Language Learners' Library

I’ve been thinking a bit lately about pluralisation. There are many languages, like Mandarin or Japanese, in which nothing pluralises; there are languages where words generally pluralise in only one way, like in English; and there are ones which have a whole range of pluralisation patterns, like Latin.

But what I’ve been wondering is: do all natural pluralising languages have some words which don’t have a distinct plural form? And why?

For instance, Latin félés (cat) doesn’t change from nominative (or vocative) singular to plural. In this case, we know that there was a coexistent spelling félis, which became félés in the plural. So we can speculate that some speakers began to use the plural form as the singular, similar to what’s happening now with English data eclipsing the original singular datum.

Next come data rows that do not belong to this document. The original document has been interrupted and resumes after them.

PR #459, opened 2018-07-03
Client go update

### LINKED ISSUE #450: Update / vet our usage of kubernetes API for 1.11 update
We need to go through our API usage and use the lowest API group available to our supported versions

1.9, 1.10 and 1.11.

chuckha:
This PR updates our codebase to use 1.11 client-go and friends.

I also checked API versions and we're still exactly where we need to be with regard to API changes. No API we care about changed in 1.11

- Fixes #450 

**Release note**:
```
NONE
```


cmd/sonobuoy/app/retrieve.go
```diff
@@ -59,12 +59,18 @@ func retrieveResults(cmd *cobra.Command, args []string) {
...
 
-	restConfig, err := rcvFlags.kubecfg.Get()
+	cfg, err := rcvFlags.kubecfg.Get()
 	if err != nil {
-		errlog.LogError(fmt.Errorf("failed to get kubernetes client: %v", err))
+		errlog.LogError(errors.Wrap(err, "failed to get kubernetes client"))
 		os.Exit(1)
 	}
-	sbc, err := client.NewSonobuoyClient(restConfig)
+	skc, err := dynamic.NewApiHelper(cfg)
```
timothysc: Can probably wrap this repeated section behind the common .Get() operation.

pkg/client/interfaces.go
```diff
@@ -78,19 +78,24 @@ type PreflightConfig struct {
 	Namespace string
 }
 
+// SonobuoyKubeAPIClient is the interface Sonobuoy uses to communicate with a kube-apiserver.
+type SonobuoyKubeAPIClient interface {
```
timothysc: Really?

pkg/dynamic/client.go
```diff
@@ -0,0 +1,89 @@
...
+
+type ApiHelper struct {
+	Discover discovery.DiscoveryInterface
+	Client   dynamic.Interface
+}
+
+func NewApiHelper(c *rest.Config) (*ApiHelper, error) {
+	client, err := dynamic.NewForConfig(c)
+	if err != nil {
+		return nil, fmt.Errorf("could not create dynamic client: %v", err)
```
timothysc: This looks like you want to use https://godoc.org/github.com/pkg/errors#Wrap

pkg/dynamic/client.go
```diff
@@ -0,0 +1,89 @@
...
+		return nil, fmt.Errorf("could not create discovery client: %v", err)
+	}
+	return &ApiHelper{
+		Discover: discover,
+		Client:   client,
+	}, nil
+}
+
+func (a *ApiHelper) CreateObject(obj *unstructured.Unstructured) error {
+	groupResources, err := restmapper.GetAPIGroupResources(a.Discover)
```
timothysc: Just based on the flow of data in this function you could probably reduce this into a set of private or public functions and separate out some of the behavior into sub-components + with tests.  

Did you copy some of this from upstream examples in the latest client-go?

pkg/client/interfaces.go
chuckha: Better than having the sonobuoy client require a struct imo

but yes, the naming needs work

pkg/dynamic/client.go
chuckha: I couldn't find any examples of the dynamic client upstream. this was the result of reading a lot of code fairly quickly

chuckha:
```
test salazar:sonobuoy cha$ sonobuoy run --mode quick
Running plugins: e2e
INFO[0002] created object                                name=heptio-sonobuoy namespace= resource=namespaces
INFO[0002] created object                                name=sonobuoy-serviceaccount namespace=heptio-sonobuoy resource=serviceaccounts
INFO[0002] created object                                name=sonobuoy-serviceaccount-heptio-sonobuoy namespace= resource=clusterrolebindings
INFO[0003] created object                                name=sonobuoy-serviceaccount namespace= resource=clusterroles
INFO[0003] created object                                name=sonobuoy-config-cm namespace=heptio-sonobuoy resource=configmaps
INFO[0003] created object                                name=sonobuoy-plugins-cm namespace=heptio-sonobuoy resource=configmaps
INFO[0003] created object                                name=sonobuoy namespace=heptio-sonobuoy resource=pods
INFO[0003] created object                                name=sonobuoy-master namespace=heptio-sonobuoy resource=services
```

sonobuoy built with this commit.

pkg/client/run.go
```diff
@@ -67,44 +55,31 @@ func (c *SonobuoyClient) Run(cfg *RunConfig) error {
...
-		err := createObject(c.DynamicClientPool(), &obj, mapper)
+		name, err := c.dynamicClient.Name(obj)
 		if err != nil {
+			return errors.Wrap(err, "could not get object name")
+		}
+		namespace, err := c.dynamicClient.Namespace(obj)
+		if err != nil {
+			return errors.Wrap(err, "could not get object namespace")
+		}
+		newObj, err := c.dynamicClient.CreateObject(obj)
```
timothysc: It looks like you're ignoring this error....?

pkg/dynamic/client.go
```diff
@@ -0,0 +1,95 @@
...
+	"k8s.io/apimachinery/pkg/runtime"
+	"k8s.io/apimachinery/pkg/runtime/schema"
+	"k8s.io/client-go/discovery"
+	"k8s.io/client-go/dynamic"
+	"k8s.io/client-go/rest"
+	"k8s.io/client-go/restmapper"
+)
+
+// A scoped down meta.MetadataAccessor
+type MetadataAccessor interface {
```
timothysc: This is much better, thank you!

pkg/dynamic/client.go
```diff
@@ -0,0 +1,95 @@
...
+	if err != nil {
+		return nil, errors.Wrap(err, "could not get name for object")
+	}
+	namespace, err := a.Accessor.Namespace(obj)
+	if err != nil {
+		return nil, errors.Wrapf(err, "couldn't get namespace for object %s", name)
+	}
+
+	rsc := a.Client.Resource(restMapping.Resource)
+	ri := rsc.Namespace(namespace)
```
timothysc: is there any chance rsc could be nil?

pkg/client/run.go
chuckha: the error gets handled on line 75

i agree though it's a weird pattern and may warrant a comment.

pkg/dynamic/client.go
chuckha: There sure is. I'll fix that, good catch

PR #463, opened 2018-07-03
Return a non-zero status code for failed plugins

### LINKED ISSUE #404: Get non-zero exit code from sonnobuoy cli in case of returned failed status
Feature Request

**What happened**:
I run: 
`sonobuoy status` 
and get information about failed plugin. 
But when I run 
`echo $?` 
I got 
`0` 
exit code.

If status is failed I'd like to get non zero exit code so I can handle it properly in case of using sonobuoy cli in bash scripts. Without it I need to parse the output.

I run sonobuoy v0.11.1

**Environment**:
- Kernel (e.g. `uname -a`):

chuckha:
Fixes #404

I can't really write a test for this, so it's kind of a best effort deal.

This returns a non-zero exit code for `sonobuoy status` when the status is that a plugin has failed.

- Fixes #404 

**Release note**:
```
NONE
```

### DIFF
--- a/cmd/sonobuoy/app/status.go
+++ b/cmd/sonobuoy/app/status.go
@@ -80,9 +80,20 @@ func getStatus(cmd *cobra.Command, args []string) {
 	} else {
 		err = printSummary(os.Stdout, status)
 	}
+
 	if err != nil {
 		errlog.LogError(err)
 		os.Exit(1)
+	}
+	os.Exit(exitCode(status))
+}
+
+func exitCode(status *aggregation.Status) int {
+	switch status.Status {
+	case aggregation.FailedStatus:
+		return 1
+	default:
+		return 0
 	}
 }
 


cmd/sonobuoy/app/status.go
```diff
@@ -80,10 +80,21 @@ func getStatus(cmd *cobra.Command, args []string) {
...
 	if err != nil {
 		errlog.LogError(err)
 		os.Exit(1)
 	}
+	os.Exit(exitCode(status))
+}
+
+func exitCode(status *aggregation.Status) int {
+	switch status.Status {
+	case aggregation.FailedStatus:
```
timothysc: Why is this not an error on GetStatus?

chuckha: because it's not an error getting the status -- the error is on the plugin and is reported through the status.

chuckha: I don't have an example, but it will look like this (hand crafted output):

```
test salazar:sonobuoy cha$ sonobuoy status
PLUGIN		STATUS		COUNT
e2e		complete	1
systemd_logs	failed	1

Sonobuoy has failed. You can see what happened with `sonobuoy logs`.

test salazar:sonobuoy cha$ echo $?
1
```

PR #464, opened 2018-07-05
Improve error logging SEP

chuckha:

Adds a SEP for error logging.

### DIFF
--- a/docs/enhancements/error-logging-improvement.md
+++ b/docs/enhancements/error-logging-improvement.md
@@ -1,0 +1,62 @@
+# Error Logging Improvement
+
+## Table of Contents
+
+* [Summary](#summary)
+* [Objectives](#objectives)
+  * [Goals](#goals)
+  * [Non-Goals](#non-goals)
+* [Proposal](#proposal)
+  * [User Stories](#user-stories)
+* [Unresolved Questions](#unresolved-questions)
+
+# Summary
+
+The log produced by Sonobuoy is used to be able to diagnose clusters and
+troubleshoot users. This makes Sonobuoy's error logging a requirement, not a
+nice-to-have. A requirement must have automated testing or it's going to break.
+Error logging in Sonobuoy, at the time of writing this document, is difficult if
+not impossible to unit test.
+
+# Objectives
+
+The main objective is to unify how we write to the error log and treat the error
+log as a proper dependency.
+
+## Goals
+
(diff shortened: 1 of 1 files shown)


docs/enhancements/error-logging-improvement.md
```diff
@@ -0,0 +1,62 @@
...
+not impossible to unit test.
+
+# Objectives
+
+The main objective is to unify how we write to the error log and treat the error
+log as a proper dependency.
+
+## Goals
+
+* Write unit tests for functions that call the error log.
```
timothysc: I don't mind writing unit tests on errors, but it's generally faux pas to write UT's on error logs.  Unless you have a utility to splice the error from the log.

docs/enhancements/error-logging-improvement.md
```diff
@@ -0,0 +1,62 @@
...
+* Treat info/debug logging as a proper dependency. This would be nice but is not
+  the focus.
+* Get 100% unit test coverage on error log call-sites. Again, nice but probably
+  not worth the effort.
+
+# Proposal
+
+## Features of the error log
+
+1. The error log should always (some exceptions are ok, like power disruption) be
```
timothysc: I think having a standard for them is good.  I think having an enumerated errors list is also good.

docs/enhancements/error-logging-improvement.md
chuckha: generally, I agree that it's a faux pas to test error logs. But this SEP outlines why we *should* test our error log calls which, to restate, is because we depend heavily on that *feature* and it needs to not have bugs like the one I squashed recently. The error log actually provides value to the consumer and therefore is a requirement.

docs/enhancements/error-logging-improvement.md
chuckha: The point I was trying to make here was that we are logging to the error log in various ways. Sometimes in callback, sometimes in groups, sometimes directly. Ideally we log to the error log in one way and not many. There is a place where we collect an errorgroup (which is good) but we also, while we're collecting errors, log to the error log. It's *so* easy to make a mistake this way.

chuckha:
@timothysc happy to reword or close, let me know what you'd like to see here.

I think this speaks to a specific manifestation of our general dependency managing issue in the code base. I can make this wording more generic, but my main focus is improving error logging.

PR #960, opened 2019-10-11
Update github org in one of our scripts

johnSchnake:
Without this update, the config.yml doesnt get updated which
cases the versioned docs to not be formatted properly.


zubron:
Can you wait until after the release PR goes through before merging this so I can avoid a rebase and another CI run?

johnSchnake:
Yup absolutely

PR #961, opened 2019-10-11
Adjust our CircleCI to list tags on required job

johnSchnake:
Our latest release didnt trigger a tagged release in circleCI; I think this was the cause.


johnSchnake:
I want to try this out before the weekend. The release isn't really a rush, but if we can get it tagged/published/solved sooner is better. Then monday we can announce and fixup the release notes.

johnSchnake:
Config validated; this change wouldnt impact the actual tests. Merging and re-attempting.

English fruit is a loanword from Old French, in which it also had no distinct plural form in the nominative. Its ancestor, Latin fructus pluralised to fructús, only lengthening the final vowel; this lengthening could easily have been lost in the transition to French, or in Late Latin, or perhaps was non-existent in Vulgar Latin since an unknown time. Manuscripts and inscriptions written without apices (aka. accents marking long vowels) wouldn’t have recorded the plural distinction, giving further momentum to the change.

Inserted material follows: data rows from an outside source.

PR #968, opened 2019-10-18
Start time status

### LINKED ISSUE #587: `Status` start time
It would be neat to see the start time of plugins when looking at `sonobuoy status`. For example, when E2E are running, they may take a while, but when did they start?

```
$ sonobuoy status                                                                                                            
PLUGIN		STATUS		COUNT
e2e		running		1
systemd_logs	complete	1

```

spiffcs:
Update status to show duration for a plugin

- Fixes #587 

I'm looking for feedback on how to hook into and measure the `e2e` plugin

**Release note**:
```
release-note
```

### DIFF
--- a/cmd/sonobuoy/app/status.go
+++ b/cmd/sonobuoy/app/status.go
@@ -176,7 +176,7 @@ func printSummary(w io.Writer, status *aggregation.Status) error {
 	}
 
 	statusTimeKey := func(p aggregation.PluginStatus) string {
-		return p.StartTime + "-" + p.Duration
+		return p.StartTime.String() + "-" + p.Duration.String()
 	}
 
 	for _, pStatus := range status.Plugins {
@@ -194,13 +194,14 @@ func printSummary(w io.Writer, status *aggregation.Status) error {
 	for pluginName, results := range totals {
 		for statusAndResult, pluginStats := range results {
 			for startAndCurrent, count := range pluginStats {
+				fmt.Printf("%v", startAndCurrent)
 				summaries = append(summaries, pluginSummary{
 					plugin:    pluginName,
 					status:    strings.Split(statusAndResult, ":")[0],
 					result:    strings.Split(statusAndResult, ":")[1],
 					count:     count,
-					startTime: strings.Split(startAndCurrent, "-")[0],
-					duration:  strings.Split(startAndCurrent, "-")[1],
+					startTime: strings.Split(startAndCurrent, "")[0],
+					duration:  strings.Split(startAndCurrent, "")[1],
 				})
 			}
 		}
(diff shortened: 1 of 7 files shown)


pkg/time/time.go
```diff
@@ -8,3 +8,15 @@ import (
...
+// to pointers for the json STATUS
+func Time(time time.Time) *time.Time {
+	return &time
+}
+
+// Duration is a function that helps convert test duration values
+// to pointers for the json STATUS
+func Duration(duration time.Duration) *time.Duration {
+	return &duration
+}
```
johnSchnake: I'd remove these; either move them into the test if you really want those helpers but it looks like you just need 2 test values for reuse:
```
testTime := time.Date(...)
testDuration := time.Duration(100) * time.Second
...
...
StartTime:=&testTime
Duration := &testDuration
...
```

If something is mutating those and you need new values each time, then I'd just move these helpers.

johnSchnake:
So along with that screenshot it is interesting to see this is the underlying json:
```
{"plugins":[{"plugin":"e2e","node":"global","status":"running","result-status":"","result-counts":null,"start_time":"2019-10-24T14:33:59.9497703Z"},{"plugin":"systemd-logs","node":"kind-control-plane","status":"complete","result-status":"","result-counts":null,"start_time":"2019-10-24T14:33:59.9497703Z","duration":553846686300},{"plugin":"systemd-logs","node":"kind-worker","status":"complete","result-status":"","result-counts":null,"start_time":"2019-10-24T14:33:59.9497703Z","duration":553846676600}],"status":"running","tar-info":{"name":"","created":"0001-01-01T00:00:00Z","sha256":"","size":0}}
```

So the e2e plugin has a start time but isn't having the duration calculated or printed properly.

cmd/sonobuoy/app/status.go
```diff
@@ -165,37 +169,50 @@ func printAll(w io.Writer, status *aggregation.Status) error {
 
 func printSummary(w io.Writer, status *aggregation.Status) error {
 	tw := defaultTabWriter(w)
-	totals := map[string]map[string]int{}
+	totals := map[string]map[string]map[string]int{}
```
johnSchnake: I already had thought this was hard to follow; can we avoid adding the extra level of map? I'd like to not show each plugins duration either, just the max of the values in the group. If someone adds the `--show-all` then we would show duration of each.

Speaking of `--show-all`, that doesn't hav duration at all which it should now.
image

johnSchnake:
@spiffcs Are you still able to finish this off? I know I came up with a few pieces of feedback that may be nontrivial. If you're open to it, I can even take/squash your commits and finish it off on my own. You'd still be marked as the author on our set of the work then.

Let me know.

Other words like sheep, bread, and fish are Germanic in origin, and as such we can’t explore their etymology before Old English. The word brēad had a nominative plural brēadru; fisċ had a plural fiscas. But without properly researching the subject, I can’t say whether these were used as “true plurals” or instead to refer to different types of bread and fish like today. The reason for squid and shrimp not pluralising may be due to analogy with fish; and in turn, the reason for fish not modifying as a plural could be because they were often caught in nets as groups.

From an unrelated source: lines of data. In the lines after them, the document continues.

PR #989, opened 2019-11-10
Allow plugins to be specified via a URL

### LINKED ISSUE #986: Load plugins from a given URL
When someone specifies the `--plugin` flag it can currently be:
 - a known word like `e2e` or `systemd-logs`
 - a name of a local file which holds the plugin definition

I think a 3rd option should be supported to aid in sharing/experimenting with plugins: loading from a URL.

I think this is pretty trivial to do; we just need to check the string and see if it parses as a URL. If it does, do a GET to the URL and the response body is the io.Reader that we can pass around.

This would not be the most secure feature since the user _could_ be targeting a URL they haven't verified the contents of or they could be subject to MITM attacks but I think this is still a useful, feature to make experimentation/sharing more simple.

johnSchnake:
We currently allow loading plugins from the local file system
but for sharing of plugins it makes sense to allow users to
specify a URL.

Fixes #986

**Release note**:
```
The `--plugin` flag now supports URLs in addition to paths to local files or directories.
```

### DIFF
--- a/cmd/sonobuoy/app/pluginList.go
+++ b/cmd/sonobuoy/app/pluginList.go
@@ -17,15 +17,20 @@ limitations under the License.
 package app
 
 import (
+	"fmt"
+	"io"
 	"io/ioutil"
+	"net/http"
+	"net/url"
 	"os"
 	"path/filepath"
 	"strings"
+	"time"
 
 	"github.com/vmware-tanzu/sonobuoy/pkg/plugin/manifest"
+
 	"github.com/pkg/errors"
 	"github.com/spf13/pflag"
-
 	kuberuntime "k8s.io/apimachinery/pkg/runtime"
 )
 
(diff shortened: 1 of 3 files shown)


johnSchnake:
Not sure why but the 2 circleci checks are hung; they seemed to have pass but just not get reported to Github

cmd/sonobuoy/app/pluginList.go
```diff
@@ -108,16 +125,42 @@ func (p *pluginList) loadPluginsDir(dirpath string) error {
...
+	defer r.Close()
+	b, err := ioutil.ReadAll(r)
+	if err != nil {
+		return errors.Wrap(err, "failed to read data for plugin")
+	}
 
 	newPlugin, err := loadManifest(b)
 	if err != nil {
-		return errors.Wrapf(err, "failed to load plugin file %q", filepath)
+		return errors.Wrap(err, "failed to load plugin")
```
zubron: Minor usability nit: If the user specifies multiple plugins and one fails to decode, it seems like it won't be as easy to determine which one had the issue. Instead, could you return the unwrapped error here and wrap where this function is called in `loadSinglePluginFromURL` and `loadSinglePluginFromFile`? That way both of those functions could include the location information of the plugin in the error message.

johnSchnake: Instead of just returning the value of `loadSinglePlugin` I wrapped that value with the context necessary to describe the URL or file. 👍

PR #990, opened 2019-11-11
Allow daemonset plugins running on subset of nodes

### LINKED ISSUE #988: Improve daemonset monitoring logic
Currently we assume a deamonset plugin will run on every node and therefore we expect one from every node, block until we get results from them all, and error if we fail to see a pod startup on a given node.

However, a daemonset can set affinity and other options which impact scheduling which should be allowed. E.g. If I want to run a daemonset plugin that will run on every non-master node. Currently the non-master nodes will work fine but errors will be reported for all the master nodes since pods did not start up there.

Some details that may be utilized are in in the daemonsetStatus field: https://kubernetes.io/docs/reference/generated/kubernetes-api/v1.16/#daemonsetstatus-v1-apps

This indicates the # of intended pods and the # that are actually scheduled. This would allow us to not-fail if everything was going well. However, if we had 5 nodes, wanted 3 pods, but only had 1: what do we report the error for? What results we we "wait" for? Currently the logic in the aggregator uses `node name + plugin name` as a key; if we dont know _which_ nodes should be scheduled for the plugin we run into a problem. I'm not sure if we can determine that info easily.

johnSchnake:
For daemonsets, node affinity can be set to limit/select the nodes
which the daemonset will run on. Since this is a native k8s feature
we should support it.

However, we use 'node-plugin' as a key in a few places which need
to understand that not every node will be considered.

The upstream logic for this node selection is in the core scheduling
packages and not readily consumable as a module. As a result, the
most reasonable path forward is to implement a small bit of the
desired functionality on our end.

For now, we just care about the RequiredDuringSchedulingIgnoredDuringExecution
field and only for node labels. This allows picking out nodes based on
labels that may satisfy most use cases.

Fixes #988

**Release note**:
```
Daemonset plugins may now specify node affinity in their podSpec without extraneous errors. Until now, this could be specified but Sonobuoy would record errors due to "missing" plugins on the non-targeted nodes. Currently support In/NotIn/Exists/DoesNotExists operators only.
```

### DIFF
--- a/pkg/plugin/driver/daemonset/daemonset.go
+++ b/pkg/plugin/driver/daemonset/daemonset.go
@@ -70,6 +70,7 @@ func NewPlugin(dfn manifest.Manifest, namespace, sonobuoyImage, imagePullPolicy,
 
 // ExpectedResults returns the list of results expected for this daemonset.
 func (p *Plugin) ExpectedResults(nodes []v1.Node) []plugin.ExpectedResult {
+	nodes = p.filterByNodeSelector(nodes)
 	ret := make([]plugin.ExpectedResult, 0, len(nodes))
 
 	for _, node := range nodes {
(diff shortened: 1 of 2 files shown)


johnSchnake:
I manually tested this slightly with just a `DoesNotExist` case to run a plugin just on my worker nodes and it worked well. It should be quite easy to test these functions.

Sċēap (sheep) appears never to have had a plural morph in recorded English. However, German Schaf becomes plural Schafe, and Dutch schaap becomes plural schapen. The English words for other herding animals like cows and goats kept their plurals – the reason why we cannot today say sheeps is mysterious.

We can see that English plurals often become peculiar when there is a long vowel / diphthong before a final s: moose --> moose, mouse --> mice --> goose --> geese. House becomes houses, but the sound of the s becomes that of a z. Noose is one of the few compliant exceptions to this rule of oddity. We can theorise that moose not pluralising could also have something to do with it being a loanword from an exotic language, although Algonquian nouns apparently do, in general, have plural forms. On the other hand, mice and geese seem to reflect the pluralisation pattern of Old English: mus --> mys, gōs --> gēs.